Sample client_secret.json file

{
  "web": {
    "client_id": "xxx",
    "project_id": "xxx",
    "auth_uri": "https://accounts.google.com/o/oauth2/auth",
    "token_uri": "https://oauth2.googleapis.com/token",
    "auth_provider_x509_cert_url": "https://www.googleapis.com/oauth2/v1/certs",
    "client_secret": "xxx",
    "redirect_uris": [
      "http://localhost:8000/callback"   ---> This should match what you have configured on step 2, when creating your OAuth Client on Google
    ],
    "javascript_origins": [
      "http://localhost:8000"
    ]
  }
}

(3) Config for GCS Bucket access to get Testnet data.

  • verify in cdp_processor/config.toml that destination_bucket_path has the correct GCS bucket name for target GCS bucket.
  • Make sure to have a valid GCP authentication context installed on local workstation to access the GCS bucket configured in cdp_processor/config.toml, this is a good reference on how-to https://github.com/stellar/go/blob/master/services/galexie/README.md#set-up-gcp-credentials
  • The processing is pre-set for Testnet network, it has been hardcoded to testnet history archives and passphrase.

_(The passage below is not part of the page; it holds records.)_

PR #195, opened 2018-12-13
Report changes on merge

LostKobrakai:
#193

PR #201, opened 2019-06-15
Add stats reporting when merging

### LINKED ISSUE #193: Report changes on merge
I'm wondering if it would be possible to report changes when merging new translations into .po files. My specific problem is that sometimes merge twice or more in succession without going through all files and if I understand that correctly a merge will mark as fuzzy match translations only once as to be looked at and a second merge would remove that marking. Having something like 

```
Wrote priv/gettext/en/LC_MESSAGES/default.po:
14 new / 4 fuzzy / 5 removed / 988 unchanged
```

Would be a great way to know what happened and if action needs to be taken.

whatyouhide:
Closes #193.

This PR adds stats reporting when merging PO files. 

```
Wrote tmp/gettext.merge/it/LC_MESSAGES/foo.po (0 exact matches, 0 fuzzy matches, 1 new, 0 removed)
```

It's based on @LostKobrakai's work in #195.

@josevalim I don't love a bunch of the complexity that this adds but building a `stats` map as a functional data structure without doing anything weird is the simplest approach I could think of. Let me know what you think :)


lib/gettext/merger.ex
```diff
@@ -49,35 +49,59 @@ defmodule Gettext.Merger do
...
+                {t, {stats_acc, unused}}
+            end
+
+          :error ->
+            stats_acc = update_in(stats_acc.new, &(&1 + 1))
+            {t, {stats_acc, unused}}
+        end
+      end)
+
+    {translations, put_in(stats.removed, map_size(unused))}
```
whatyouhide: @josevalim such simple code, gone 😭

LostKobrakai: Maybe like this: https://github.com/LostKobrakai/gettext/commit/2d132045f9ce6a9c871ea931d5fea06178e781d1? It keeps the simply map, but does do a few more passes over the data.

whatyouhide: The `length(old.translations) - (length(translations) - stats.new)` code seemed to be buggy when dealing with fuzzy translations (sorry, it's been a while, can't remember in more detail). I think I'd rather do it in one pass anyways because while the code is more complex it's very local.

LostKobrakai: I'm not really sure where your code would result in a different value.

`translations` as the result of `merge_translations` should hold all new/exact_match/fuzzy_match translations. Removing the new ones should give the number of translations, which are exact_match or fuzzy_match. Removing that from the number of old translations should result in the number of removed ones.

Your code does the same. Take the old list and on exact_match or fuzzy_match remove the item.  You're just doing it in the reduce.

Or can there be many translations with the same key?

whatyouhide: If there are two fuzzy translations that match one old translations, `length([_]) - (length(2) - 0)` would result in `-1` removed translations, maybe that was it?

LostKobrakai: Yeah didn‘t think of that situation. Then I can only offer a bit of refactoring to lessen duplicate code needed for the stats gathering: https://github.com/LostKobrakai/gettext/commit/bc1511a5efd02efd72dbc6221eda4efa4ae2345b

Issue #199, opened 2019-05-31
Feature Request: Return multiple po_source_line entries for duplicated msgids


omaciel:
While I'm aware of how multiple msgids are currently handled (#22), it seems that this is common usage for GNOME packages:

* The word `"General"` for the [Epiphany](https://gitlab.gnome.org/GNOME/epiphany/blob/master/po/pt_BR.po) application
 
```
#: src/resources/gtk/prefs-dialog.ui:418
msgid "General"
msgstr "Geral"

#: src/resources/gtk/shortcuts-dialog.ui:15
msgctxt "shortcut window"
msgid "General"
msgstr "Geral"
```

* The word `Default` for [gnome-terminal](https://gitlab.gnome.org/GNOME/gnome-terminal/blob/master/po/pt_BR.po)

```
#: ../src/preferences.ui.h:5
msgctxt "theme variant"
msgid "Default"
msgstr "Padrão"

#. Cursor blink mode
#: ../src/preferences.ui.h:19
msgid "Default"
msgstr "Padrão"
```

It seems to me that whenever you have the presence of a `msgctxt` flag, duplicated entries are split into individual entries, which then causes `PO.parse_file` to raise a `"found a duplicate..."` error.

Would it be acceptable to perhaps return duplicated msgids with multiple `po_source_line` lines to handle these types of situations?

Thanks in advance!

josevalim:
Yeah, we should consider the context when detecting duplicates. A PR is
welcome!
-- 


*José Valim*
www.plataformatec.com.br
Skype: jv.ptec
Founder and Director of R&D

omaciel:
Thanks for the quick response @josevalim I am just getting started with Elixir, so it may take a little bit for me to be able to contribute, but I shall try for sure :)

whatyouhide:
This is not a teeny tiny change however, because right now we use the `msgid` or `msgid`/`msgid_plural` as the ID of a translation and we don't even store the `msgctxt` anywhere. The change would mean storing the context with translations and using it as part of the translation key as well.

MeikelLP:
Hey, I'm coming from an issue in Accent (see https://github.com/mirego/accent/issues/113).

(4) Create and fund four test accounts on Testnet. You have 3 choices on how to go about it.

  • use Stellar Laboratory:
  • User Stellar Freighter browser extension.
  • Enable the account seeding tool, SEED_ACCOUNTS, it is included in this repo. When enabled, it create the accounts on Testnet, fund them, and inject the accounts into the local fraudulent accounts data(can skip step #5).
    • You can find the generated Acc-1 through Acc-4 key pairs from the cdp_processor log outout via docker-compose logs cdp_processor.

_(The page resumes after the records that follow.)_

PR #207, opened 2019-08-09
Allow for duplicates with msgctxt

olafura:
Often you need to control your translations so adding msgctxt allows you
to have different translations even if you are using the same msgid.

Here we are making sure that this doesn't trip the duplication check.

This is hopefully the last bit for this feature request at least on the parsing side:
https://github.com/elixir-lang/gettext/issues/199

### DIFF
--- a/lib/gettext/po/translations.ex
+++ b/lib/gettext/po/translations.ex
@@ -89,27 +89,24 @@ defmodule Gettext.PO.Translations do
 
       iex> t = %Gettext.PO.Translation{msgid: "foo"}
       iex> Gettext.PO.Translations.key(t)
-      "foo"
+      {nil, "foo"}
 
       iex> t = %Gettext.PO.PluralTranslation{msgid: "foo", msgid_plural: "foos"}
       iex> Gettext.PO.Translations.key(t)
-      {"foo", "foos"}
+      {nil, {"foo", "foos"}}
 
       iex> t = %Gettext.PO.PluralTranslation{msgctxt: "bar", msgid: "foo", msgid_plural: "foos"}
       iex> Gettext.PO.Translations.key(t)
       {"bar", {"foo", "foos"}}
   """
-  @spec key(PO.translation()) :: binary | {binary, binary} | {binary, {binary, binary}}
-  def key(%Translation{msgid: msgid, msgctxt: nil}), do: IO.iodata_to_binary(msgid)
+  @spec key(PO.translation()) :: {binary | nil, binary | {binary, binary}}
+  def key(%{msgctxt: msgctxt} = translation), do: {IO.iodata_to_binary(msgctxt), id_key(translation)}
 
-  def key(%Translation{msgctxt: msgctxt} = translation),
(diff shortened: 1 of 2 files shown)


lib/gettext/po/translations.ex
```diff
@@ -97,11 +97,19 @@ defmodule Gettext.PO.Translations do
 
   """
   @spec key(PO.translation()) :: binary | {binary, binary}
-  def key(%Translation{msgid: msgid}), do: IO.iodata_to_binary(msgid)
+  def key(%Translation{msgid: msgid, msgctxt: nil}), do: IO.iodata_to_binary(msgid)
 
-  def key(%PluralTranslation{msgid: msgid, msgid_plural: msgid_plural}),
+  def key(%Translation{msgid: msgid, msgctxt: msgctxt}),
+    do: "#{IO.iodata_to_binary(msgctxt)}_#{IO.iodata_to_binary(msgid)}"
```
josevalim: The problem about doing string concatenation is that we can have false positives. Imagine someone uses the context "my" and msgid "string", and there is another message id called "my_string".

I think the best option would be to nest all existing keys under `msgid`:

    def key(%Translation{msgctxt: msgctxt} = translation) do
      {msgctxt, id_key(translation)
    end

and `id_key` is the current key implementation.

Unless gettext explicitly documents that the msgctx is a concatenation of those?

olafura: I wasn't sure about it because of the two tuple limit but I'll just bump that to three tuple in the spec.

olafura: Sorry I should have read your message better ;)

lib/gettext/po/translations.ex
```diff
@@ -95,13 +95,24 @@ defmodule Gettext.PO.Translations do
...
+      iex> Gettext.PO.Translations.key(t)
+      {"bar", "foo", "foos"}
   """
-  @spec key(PO.translation()) :: binary | {binary, binary}
-  def key(%Translation{msgid: msgid}), do: IO.iodata_to_binary(msgid)
+  @spec key(PO.translation()) :: binary | {binary, binary} | {binary, binary, binary}
+  def key(%Translation{msgid: msgid, msgctxt: nil}), do: IO.iodata_to_binary(msgid)
+
+  def key(%Translation{msgid: msgid, msgctxt: msgctxt}),
+    do: {IO.iodata_to_binary(msgctxt), IO.iodata_to_binary(msgid)}
```
josevalim: You can still have a conflict in this case, although high unlikely, because the key here and below can conflict. My suggestion is to use nested tuples: `{msgctxt, current_key(translation)}`. And always include the msgctxt. it is not a problem.

olafura: This should be fixed now, just had to add the nilling of the translation so we wouldn't get endless recursion.

olafura: I almost forgot to update the spec

josevalim:

PR #175, opened 2024-12-10
fix: restore lobby server / wider crashes

### LINKED ISSUE #174: Lobby Server unusable on the latest
Use a Lobby Server

The dedicated mode is no longer usable due to null-pointer check in-game code causing a crash

**What have you tried so far? (and my personal comments which are suggestions)**
This change needs to be reverted. Only put string dvar in these lambda functions. Do not change the old dvar handling code because you never know how this will affect large projects like this one.
image

Latest

Add Lobby servers to QA sessions

diamante0018:
**What does this PR do?**

Fixes #174 

~~Removes a command that executes a cfg that was entirely fabricated by the minds of the OG iw4x's devs and does not exist at all~~ (Reverted: see below) 
image (1)

The dvar mess is now gone, the private match dvar is registered by the live_init function and our custom privateserver function is registered by us because we use it in the info handlers

### DIFF
--- a/src/Components/Modules/Dedicated.cpp
+++ b/src/Components/Modules/Dedicated.cpp
@@ -62,7 +62,7 @@ namespace Components
 
 	void Dedicated::PostInitialization()
 	{
-		Command::Execute("exec autoexec.cfg");
+		Command::Execute("exec autoexec.cfg"); // Can be used by mods / server owners at will : Currently shows an error message on a default setup
 		Command::Execute("onlinegame 1");
 		Command::Execute("exec default_xboxlive.cfg");
 		Command::Execute("xblive_rankedmatch 1");
--- a/src/Components/Modules/Party.cpp
+++ b/src/Components/Modules/Party.cpp
@@ -213,9 +213,14 @@ namespace Components
 		Events::OnDvarInit([]
 		{
 			ServerVersion = Dvar::Register<const char*>("sv_version", "", Game::DVAR_SERVERINFO | Game::DVAR_INIT, "Server version");
-			PartyEnable = Dvar::Register<bool>("party_enable", Dedicated::IsEnabled(), Game::DVAR_NONE, "Enable party system");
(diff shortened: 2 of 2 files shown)


diamante0018:
Lobby server is fixed

image

diamante0018:
May I ask in which context there are used?

mxve:
Usually its meant for setting custom values to variables that aren’t available through menu options.
I think the idea is to keep the default config file unmodified and using the autoexec to overwrite its values. The autoexec wouldn’t be touched by a game when saving settings, so nothing custom would be overwritten. Also they are probably easier to work with as they only contain the modified values.

diamante0018:
Well, perhaps I did rush that change without thinking too much about it, while I do think my questions are valid I should probably revert that change just because this might break a mod from 1969 that may use this odd feature

I do believe these falls under the category of patches that no one knows about, undocumented, 99% of the servers owners do not know about this and I bet mod makers do not either, i think no one knew about this except at one point someone figured this feature existed and decided to use it. Well I guess i will add it back and leave someone else to think about it.

diamante0018:
This issue is wider than Lobby Servers. It also crashes sporadically when opening the private match menu and with mods.
All have the same crash address

diamante0018:
To recap what this code does:
Fixes a big nullptr crash that disables lobby servers and can trigger else where on some condition during normal game play (private match)

Cleans up the code around the dvars in question as a means to have cleaner and commented patches in party.cpp

Rackover (approved):

Rackover:
Tested on dedi, private match, lobby server - works.
Tested online and produces no regression as far as i can see

Rackover:
Well, looks like I missed a regression.
image
image-1

You're free to re-submit your fix ontop of the revert in a new PR, this time I will pay more attention.
Sorry for the back-and-forth, regressions like this are easy to miss on initial testing if I don't pay too much attention to the console.

PR #180, opened 2024-12-15
Fix gamepad performance

wroyca:
Fix performance issue from gamepad under specific scenario (e.g. running under wine). 

Note: under 10 fps will cause trigger roles to lock but this should be considered as a different issue.

### DIFF
--- a/src/Components/Modules/Gamepad.cpp
+++ b/src/Components/Modules/Gamepad.cpp
@@ -2009,7 +2009,7 @@ namespace Components
 		api.SetForceFeedback(triggerFeedbacks[LEFT], triggerFeedbacks[RIGHT]);
 	}
 
-	Gamepad::Gamepad()
+	Gamepad::Gamepad() : run(true)
 	{
 		if (ZoneBuilder::IsEnabled())
 		{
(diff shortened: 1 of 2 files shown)


src/Components/Modules/Gamepad.cpp
```diff
@@ -2079,26 +2079,38 @@ namespace Components
...
+						std::this_thread::sleep_for(remainingTime);
+					else
+						std::this_thread::yield();
+				}
+			});
 		}
 	}
+
+	Gamepad::~Gamepad()
+	{
```
Caball009, line 2110: This can be achieved in a cleaner way fwiw: `std::jthread` + `std::stop_token` / `std::stop_source`.
https://en.cppreference.com/w/cpp/thread/jthread/get_stop_source

wroyca: On paper yes; but introducing std::jthread would require me to invest additional time and effort to fully understand its nuances, integrate it properly, AND ensure it doesn’t introduce unexpected side effects/compatibility issues. For now, addressing the immediate problem with the existing std::thread implementation is the most practical approach (IMO). ;)

Caball009: Fair enough.

src/Components/Modules/Gamepad.hpp
```diff
@@ -24,6 +30,7 @@ namespace Components
 		static const int RUMBLE_CONFIGSTRINGS_COUNT = 32;
 
 		Gamepad();
+	 ~Gamepad();
```
diamante0018, line 33: Something afoot here happened with formatting. Also I noticed that maybe the inlcudes could go to stdinclude.hpp but it's not a big deal

diamante0018 (commented):
good pr

src/Components/Modules/Gamepad.hpp
wroyca: I did it on purpose for alignment but forgot to change it back before committing. Fixed, thanks!

Rackover (approved):

Rackover:
Tested and runs as intended, no performance impact - on Win10 x64

PR #181, opened 2024-12-17
[Stats]: Fix code and save stats to mods folder when needed

diamante0018:
**What does this PR do?**

This is a big fix, as the title says. The code is restored to how it was in 2022 prior to one unintentional change: strncmp was accidentally replaced with strcmp, causing the code never to recognize a mod is present.

Restore intended behaviour

No


diamante0018:
good 
image

src/Components/Modules/Stats.cpp
```diff
@@ -69,9 +69,12 @@ namespace Components
 	{
 		assert(*Game::fs_gameDirVar);
 
-		if (!std::strcmp((*Game::fs_gameDirVar)->current.string, "mods/"))
+		static std::string modsFolder; // This var is static to ensure the string pointer does not become nullptr after this function exits
```
wroyca, line 72: It's ok to drop static here, the real issue (if any) could arise from using the pointer (c_str()) outside the function while the string itself is modified, but that's unrelated to the static keyword :saluting_face:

afterwards, you should have four public account id's:

Acc-1 = G...

Acc-2 = G...

Acc-3 = G...

Acc-4 = G...

(5) Acc-1, Acc-2 and Acc-3 can be artificially inserted into the local fraudulent accounts data, which are also fed externally from stellarxpert feed, this is to facilitate repeateable demo, as these new accounts won't be marked as fraudulent in stellarxpert feed.

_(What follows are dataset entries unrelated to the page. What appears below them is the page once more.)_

Issue #177, opened 2024-12-13
Raw input sends the mouse flickering to outer space


Rackover:
Might be related to https://github.com/iw4x/iw4x-client/pull/166 
Or https://github.com/iw4x/iw4x-client/pull/148 ?

Have not investigated yet. Feature is disabled for now as a temporary measure

Rackover:
https://github.com/iw4x/iw4x-client/commit/92f543682a8dc8adf0d042c1258758aa3718c6a2

Rackover:
https://github.com/user-attachments/assets/778a4f9b-bec7-4147-9577-1592f9d94795

wroyca:
cc @L3D451R7, I noticed that your changes accidentally broke cursor clipping (ClipCursor)—potentially related?

L3D451R7:
> cc @L3D451R7, I noticed that your changes accidentally broke cursor clipping (ClipCursor)—potentially related?

I have caught the issue myself after I did repeat everything from video above, looking into it - i'll try to get it fixed on this week.

L3D451R7:
@Rackover Does it continue to happen if reverting #148 ? I had not alot of time to investigate but that was first what should be tested since game doesn't do this. I tried myself and couldn't reproduce the issue but it's might be just me having problems with reproducting it.

Rackover:
If these two features interact in a way that destroys either we need to know why to know how to de-entangle them. I will try with 148 reverted but even if it works then, it still won't be enough to backtrack 148 in favour of this one - we'll need to work out a way for them to coexist, or understand exactly why they won't

wroyca:
@L3D451R7 @Rackover 

In RawMouse::IN_Frame(), GetForegroundWindow is incorrectly used to determine focus. GetForegroundWindow only identifies which window is in the foreground (under the cursor), not whether the application is focused. When the camera is moved left or right in-game (in windowed mode), the cursor moves transparently, which is expected, and more importantly, it will end up moving outside the window. ClipCursor then corrects the cursor's position back into the window. That brief timeframe before the correction means that GetForegroundWindow will return false, which in turn causes ToggleRawInput to be turned off. Likewise, once ClipCursor makes its correction, GetForegroundWindow becomes true again, triggering ToggleRawInput to be turned on. Forcing ToggleRawInput(true) in IN_Frame() will prevents the toggle dance, but breaks window controls (min, max, close), among others.

[...]

PR #186, opened 2024-12-23
Raw Input Flickering Fix | Issue #177

L3D451R7:
reworked IN_RecenterMouse, improved focus checks for raw input, fixed Raw Input bugs caused by mouse reaching edges of application window rect (#177)

### DIFF
--- a/src/Components/Modules/RawMouse.cpp
+++ b/src/Components/Modules/RawMouse.cpp
@@ -33,6 +33,7 @@ namespace Components
 	uint32_t RawMouse::MouseRawEvents = 0;
 
 	bool RawMouse::InRawInput = false;
+	bool RawMouse::InFocus = false;
 	bool RawMouse::FirstRawInputUpdate = true;
 
 	constexpr const int K_MWHEELUP = 205;
@@ -164,7 +165,7 @@ namespace Components
 		if (!GetRawInput(lParam, raw, dwSize))
 			return TRUE;
 
-		if (GetForegroundWindow() != Window::GetWindow())
+		if (!RawMouse::InFocus)
 			return TRUE;
 
 		// Is there's really absolute mouse on earth?
@@ -231,14 +232,13 @@ namespace Components
 
 		if (M_RawInput.get<bool>())
 		{
-			if (MouseEvents == 0)
-				return TRUE;
+			if (MouseEvents == 0 || !RawMouse::InFocus)
+				return FALSE;
 
 			if (M_RawInputVerbose.get<bool>())
 				Logger::Debug("Window Mouse Message: [{}, {}]", MouseEvents, MouseRawEvents);
 
 			MouseRawEvents = MouseEvents;
-			return TRUE;
 		}
 
 		Game::IN_MouseEvent(MouseEvents);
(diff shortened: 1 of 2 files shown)


src/Components/Modules/RawMouse.cpp
```diff
@@ -369,27 +378,30 @@ namespace Components
...
-		ToggleRawInput(focused);
+		if (RawMouse::InFocus)
+			ToggleRawInput(IsMouseInClientBounds());
+
 		return Game::IN_Frame();
 	}
 
 	BOOL RawMouse::IN_RecenterMouse()
 	{
-		RECT clientRect;
```
wroyca, line 381: This is not correct. ClipCursor expects the rectangle's coordinates to be in screen coordinates, which means the coordinates must reflect their position on the screen rather than within the window's client area, hence ClientToScreen

wroyca (changes requested):

src/Components/Modules/RawMouse.cpp
```diff
@@ -287,13 +289,20 @@ namespace Components
...
-
-		ClipCursor(NULL);
+		if (!Game::CL_MouseEvent(curPos.x, curPos.y, dx, dy))
+		{
+			ClipCursor(NULL);
+			return;
+		}
 
-		if (recenterMouse)
+		RECT Rect;
```
wroyca, line 298: https://github.com/iw4x/iw4x-client/pull/186#discussion_r1896883907

src/Components/Modules/RawMouse.cpp
```diff
@@ -424,13 +436,14 @@ namespace Components
 
 				prevCursorPos.x = WindowCenterX;
 				prevCursorPos.y = WindowCenterY;
+
+				ClipCursor(&Rect);
```
wroyca, line 440: https://github.com/iw4x/iw4x-client/pull/186#discussion_r1896883907

src/Components/Modules/RawMouse.cpp
L3D451R7: I figured out the function is missing the important code which is doing the mouse recenter, it's only performing clipping which is actually might be a real reason why the flicking is happening in first place.

src/Components/Modules/RawMouse.cpp
```diff
@@ -287,11 +289,14 @@ namespace Components
 
 		Gamepad::OnMouseMove(curPos.x, curPos.y, dx, dy);
 
-		auto recenterMouse = Game::CL_MouseEvent(curPos.x, curPos.y, dx, dy);
-
-		ClipCursor(NULL);
+		if (!Game::CL_MouseEvent(curPos.x, curPos.y, dx, dy))
```
wroyca, line 292: Why check CL_MouseEvent to disable clipping? ClipCursor(NULL) was originally used to prevent clipping in the menu. Does CL_MouseEvent return false in menus and true otherwise?

If so, we should add a comment to clarify. :)

wroyca (changes requested):

src/Components/Modules/RawMouse.cpp
L3D451R7: It returns true when it wants mouse to be recentered.

Rackover:
I see no obvious issue with the code, the get<dvar_t*> thingies are a bit odd but I don't mind them.
Testing it, I cannot reproduce the bug, and the gamepad seems to work gracefully. although, I cannot perceive a difference between `m_rawInput 1` and `m_rawInput 0` anymore (it used to feel really different, now it doesn't)

Confirm to me that everything is working as intended?
If so, I'm ready to merge this as I see no glaring undesirable side effect compared to master, so I'm ready to trust you it's a change for the better 🙂

Rackover (approved):

wroyca:
Hello! Here are some issues I noticed during my test:

The cursor takes too long to clip back when focus is lost and regained. This delay often cause the cursor to escape the window accidentally while aiming:

https://github.com/user-attachments/assets/21a15eb1-27af-42cb-9224-d9b681270c23

The cursor moves in the background, meaning its position is not fixed. It appears in different positions when switching back and forth between the menu and the game. Occasionally, the cursor position is recalculated, leading to erratic jumps within the menu:

https://github.com/user-attachments/assets/bc5b4b1f-b37c-4e4a-9273-79d5dc86a07c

  • Skip this step if you used SEED_ACCOUNTS during step #4, this has been done for you.
  • Edit ./fetch_store_unsafe_accts/test_data_config.json, and set the account addresses you just created into that file, when demo is started, they will be seeded automatically into local fraudulent accounts data.

Build and Run the Demo

Demonstrate the fraud detection can be done against these testnet accounts:

  1. run docker compose up --build -d from top folder of repo.
  2. browse to localhost:8000, login
  3. register Acc-2 for watch
  4. Create a tx to send payment from Acc-1 to Acc-2, use lab or freighter.
  5. Go to activity list, see this payment show up as a fraud related to Acc-2, may need to refresh to see it arrive, click on the tx hash link to see detail on horizon
  6. Delete Acc-2 from watcher registration, and create new watcher registration for 'all accounts' checkbox
  7. Create a tx to send payment from Acc-4 to Acc-3, use lab or freighter.
  8. Go to activity list, see this payment show up as a fraud related to Acc-3 due to 'all accounts', click on the tx hash link to see detail on horizon.
  9. run docker compose down from top folder of repo to stop the demo.